EXERCISE REQUIREMENTS —
Go through the entries below and copy every line that holds the word "from".

DATA UNDER STUDY —
PR #1143, opened 2023-01-12
bugfix: yurthub can not exit when SIGINT/SIGTERM happened

rambohe-ch:
/kind bug

if you send SIGINT signal(kill -SIGINT pid) to yurthub component, yurthub can not exit and restart.
so i improved the yurthub http/https server by adding graceful stop feature.

Fixes #

```release-note

```

### DIFF
--- a/cmd/yurthub/app/start.go
+++ b/cmd/yurthub/app/start.go
@@ -23,7 +23,6 @@ import (
 
 	"github.com/spf13/cobra"
 	"github.com/spf13/pflag"
-	"k8s.io/apimachinery/pkg/util/wait"
 	"k8s.io/client-go/kubernetes"
 	"k8s.io/client-go/rest"
 	"k8s.io/klog/v2"
@@ -32,11 +31,9 @@ import (
 	"github.com/openyurtio/openyurt/cmd/yurthub/app/options"
 	"github.com/openyurtio/openyurt/pkg/projectinfo"
 	"github.com/openyurtio/openyurt/pkg/yurthub/cachemanager"
-	"github.com/openyurtio/openyurt/pkg/yurthub/certificate/token"
 	"github.com/openyurtio/openyurt/pkg/yurthub/gc"
 	"github.com/openyurtio/openyurt/pkg/yurthub/healthchecker"
 	hubrest "github.com/openyurtio/openyurt/pkg/yurthub/kubernetes/rest"
-	"github.com/openyurtio/openyurt/pkg/yurthub/network"
 	"github.com/openyurtio/openyurt/pkg/yurthub/proxy"
 	"github.com/openyurtio/openyurt/pkg/yurthub/server"
 	"github.com/openyurtio/openyurt/pkg/yurthub/tenant"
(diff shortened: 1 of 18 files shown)


cmd/yurthub/app/start.go
```diff
@@ -84,30 +81,10 @@ func NewCmdStartYurtHub(stopCh <-chan struct{}) *cobra.Command {
 
 // Run runs the YurtHubConfiguration. This should never exit
 func Run(cfg *config.YurtHubConfiguration, stopCh <-chan struct{}) error {
+	defer cfg.CertManager.Stop()
```
Congrool, line 84: Could we also use stopCh to stop CertManager?

Congrool:
Another question:
Originally, we will create 4 servers: proxy server, secure proxy server, dummyProxyServer and secure dummyProxyServer. 
But in this PR, we will only create 2 or 3 servers: 
- if enableDummyIf is set, there're proxy server, dummyProxyServer and secure dummyProxyServer
- if enableDummyIf is not set, there're proxy server and secure dummyProxyServer

If it was intentional，could you please also give some explanation?

cmd/yurthub/app/start.go
rambohe-ch: no, CertManager have stopCh that create by itself.

pkg/yurthub/network/iptables.go
```diff
@@ -57,14 +57,10 @@ func NewIptablesManager(dummyIfIP, dummyIfPort string) *IptablesManager {
...
-		// accept traffic to 169.254.2.1:10261
+		// accept traffic to 169.254.2.1:10261/169.254.2.1:10268
 		{iptables.Prepend, iptables.TableFilter, iptables.ChainInput, []string{"-p", "tcp", "-m", "comment", "--comment", "for container access hub agent", "--dport", ifPort, "--destination", ifIP, "-j", "ACCEPT"}},
-		// accept traffic from 169.254.2.1:10261
+		// accept traffic from 169.254.2.1:10261/169.254.2.1:10268
 		{iptables.Prepend, iptables.TableFilter, iptables.ChainOutput, []string{"-p", "tcp", "--sport", ifPort, "-s", ifIP, "-j", "ACCEPT"}},
-		// accept traffic to localhost:10261
-		{iptables.Prepend, iptables.TableFilter, iptables.ChainInput, []string{"-p", "tcp", "--dport", ifPort, "--destination", "localhost", "-j", "ACCEPT"}},
-		// accept traffic from localhost:10261
-		{iptables.Prepend, iptables.TableFilter, iptables.ChainOutput, []string{"-p", "tcp", "--sport", ifPort, "-s", "localhost", "-j", "ACCEPT"}},
```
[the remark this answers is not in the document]
rambohe-ch: traffic to localhost can be accepted in default status, so these iptables settings are dummy setting, so remove them.

rambohe-ch:
> Another question: Originally, we will create 4 servers: proxy server, secure proxy server, dummyProxyServer and secure dummyProxyServer. But in this PR, we will only create 2 or 3 servers:
> 
> * if `enableDummyIf` is set, there're proxy server, dummyProxyServer and secure dummyProxyServer
> * if `enableDummyIf` is not set, there're proxy server and secure proxy server
> 
> If it was intentional，could you please also give some explanation?
@Congrool originally, we have two https server: secure proxy server and secure dummyProxyServer, but in real scenario, only one secure server is used. in order to reduce the overhead of Yurthub, so we reduce the unused secure server.

btw: two http server: proxy server and dummyProxyServer(if `enableDummyIf` is true) both are used in real scenario, so we need to keep them unchanged.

RESULT OF THIS TASK —
-		// accept traffic from 169.254.2.1:10261
+		// accept traffic from 169.254.2.1:10261/169.254.2.1:10268
-		// accept traffic from localhost:10261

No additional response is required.